Overall, our data show a distinctive microbiota for the normal breast tissue, which seem to reduce and even disappear in NAT and, in a greater degree, in tumor. However, no correlation with Tyrer-Cuzick risk score was identified, thus suggesting that dysbiosis in the breast may occur late during the carcinogenesis process and might be a consequence rather than the cause of the changes in the microenvironmental milieu dictated by the already established tumor cells. An exception is given by the recently reported relationship between breast and gut microbiome. The breast microbiota composition can be directly [43] and indirectly [40, 65–67] influenced by alterations of the gut microbiota. Moreover, recently, Parida et al identified a gastrointestinal pro-oncogenic bacterium, Bacteroides fragilis, in breast tumor samples and suggested a potential role in BC initiation [43].
This study bears several limitations, including the lack of experimental validation of the data via immunostaining and mechanistic insights into the role of the identified microbial species in altering the breast tissue homeostasis and promoting BC. In vitro investigation shall follow to address these points.
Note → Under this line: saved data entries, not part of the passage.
PR #4174, opened 2026-03-13
oep(4011): Add design discussion

urso:
Raid 0 proposal updates:

- Add Implementation section with HLD and test plan to the RAID0 DiskPool proposal
- Update CRD examples

What's included in the HLD
- Bdev layer stack diagram (base bdevs → RAID0 → crypto → LVS)
- RAID0 bdev state lifecycle (Configuring → Online → Offline, no degraded mode)
- DiskPool CRD changes (field format, validation rules, strip vs stripe naming)
- Compatibility analysis (partial rebuild, pool expansion, etcd persistence, perf stats)
- Test plan

### DIFF
--- a/designs/replicated-pv/mayastor/raid0.md
+++ b/designs/replicated-pv/mayastor/raid0.md
@@ -15,17 +15,26 @@ status: provisional
 
 ## Table of Contents
 
-* [Table of Contents](#table-of-contents)
-* [Summary](#summary)
-* [Motivation](#motivation)
-    * [Goals](#goals)
-    * [Non-Goals](#non-goals)
-* [Proposal](#proposal)
-    * [User Stories](#user-stories)
-    * [Workflow](#workflow)
-    * [Implementation Details/Notes/Constraints](#implementation-detailsnotesconstraints)
-    * [Risks and Mitigations](#risks-and-mitigations)
-* [Testing](#testing)
+- [Table of Contents](#table-of-contents)
+- [Summary](#summary)
+- [Motivation](#motivation)
+  - [Goals](#goals)
+  - [Non-Goals](#non-goals)
+- [Proposal](#proposal)
+  - [User Stories](#user-stories)
+  - [Workflow](#workflow)
+- [Implementation](#implementation)
+  - [Implementation Overview](#implementation-overview)
+  - [High Level Design](#high-level-design)
+    - [Component Overview](#component-overview)
+    - [Bdev Layer Stack](#bdev-layer-stack)
+    - [RAID0 Bdev State Lifecycle](#raid0-bdev-state-lifecycle)
+    - [Repository Structure and PR Order](#repository-structure-and-pr-order)
+    - [DiskPool CRD Changes](#diskpool-crd-changes)
+    - [Compatibility Considerations](#compatibility-considerations)
+    - [Design Decisions](#design-decisions)
+  - [Risks and Mitigations](#risks-and-mitigations)
+- [Testing](#testing)
 
 ## Summary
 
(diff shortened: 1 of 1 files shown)


designs/replicated-pv/mayastor/raid0.md
```diff
@@ -94,52 +104,209 @@ metadata:
...
 
+### Test Plan
+
+#### io-engine Unit/Integration Tests
+
+- RAID0 bdev create and destroy lifecycle
+- RAID0 bdev properties: capacity equals sum of members, correct block size, driver is `"raid"`
+- I/O on RAID0 bdev: write, read, verify data integrity
+- Re-open: destroy and recreate RAID bdev, verify data persists
+- Error handling: missing children, duplicate names
```
tiagolobocastro, line 298: The ordering of the disks needs to be strict?
Does the spdk raid0 have an on-disk superblock, perhaps this might address the ordering issue?

designs/replicated-pv/mayastor/raid0.md
```diff
@@ -94,52 +104,209 @@ metadata:
...
+> Note: Other RAID levels behave differently — RAID1 can tolerate all-but-one
+> device failures, and RAID5F can tolerate one device failure.
+
+#### Repository Structure and PR Order
+
+The implementation spans four repositories:
+
+- **spdk-rs** — Expose SPDK `bdev_raid` module and `raid_bdev_*` FFI bindings.
+- **mayastor-dependencies** — Add RAID protobuf messages to the io-engine gRPC proto definitions.
+- **mayastor (io-engine)** — RAID bdev wrapper, LVS integration, gRPC handler updates. Depends on spdk-rs and mayastor-dependencies.
```
tiagolobocastro, line 243: Also the new probe api may require some tweaks for raid0, not sure

tiagolobocastro: Also we now export disk-errors, probably that also needs some tweaking to get stats from the devices under the raid bdev?

tiagolobocastro (approved):
Thanks @urso, this looks really good
Depending on other comments I'd suggest also setting this for implementable

abhilashshetty04 (approved):

designs/replicated-pv/mayastor/raid0.md
urso: Yes, the order must not change. It is tricky though. SPDK has support to create Raid devices with superblocks. But this requires stable UUIDs. SPDK will check the bdev.uuid value and compare it with the UUID stored in the superblock. It fails if the UUIDs mismatch. The problem is that UUIDs are not stable necessarily stable, unless users add the UUID to their diskpool configuration. This can break restarts.

To overcome the issue we could read the Raid0 superblock ourselves first. Find the UUID, add the alias and update the bdev it's UUID to match its superblock. Only limitation is that, if the explicitly configured UUID is not in line with the superblock, then the value from the superblock will be used, which might be a little confusing. As the raid implementation is agnostic to the underlying children volumes, we can't tell if the UUID field was generated or configured by the user.

In my current implementation we have the superblock checks disabled (SPDK will not write the superblock and we can't enable that feature once the raid is active). This means we are not allowed to reconfigure the diskpools once the raid is configured. Now with the order fixed it has been no problem for us. Alternatively to the UUID dance we could have agent-core complain/error if users change the configuration/order. On the other hand one might want to update a diskpool if a disk was actually replaced.

Although I'm in favor of supporting superblocks also to handle the order, we might consider to make this optional.

abhilashshetty04:
Hi @urso ,

Here is the OEP for diskpool device failure handling:

https://github.com/openebs/openebs/blob/develop/designs/replicated-pv/mayastor/pool-disk-failure-handling.md

niladrih (approved):

tiagolobocastro:
There was a few comments remaining, merging this for now, feel free to pick this up and make status implementable sometime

Moreover, we detected a lack of correlation between the bacteria and BMI, which was unexpected since bacteria can adapt to the fatty acid environment in the breast tissue. Hematoxylin eosin analysis may be a more appropriate approach to elucidating the association of the adipose tissue area in the analyzed biopsy with the microbial level. Finally, microbiota-derived metabolites are crucial mediators of host-microbial interactions [68], therefore metabolomic analysis would be critical for the defining the consequences of the dysbiosis.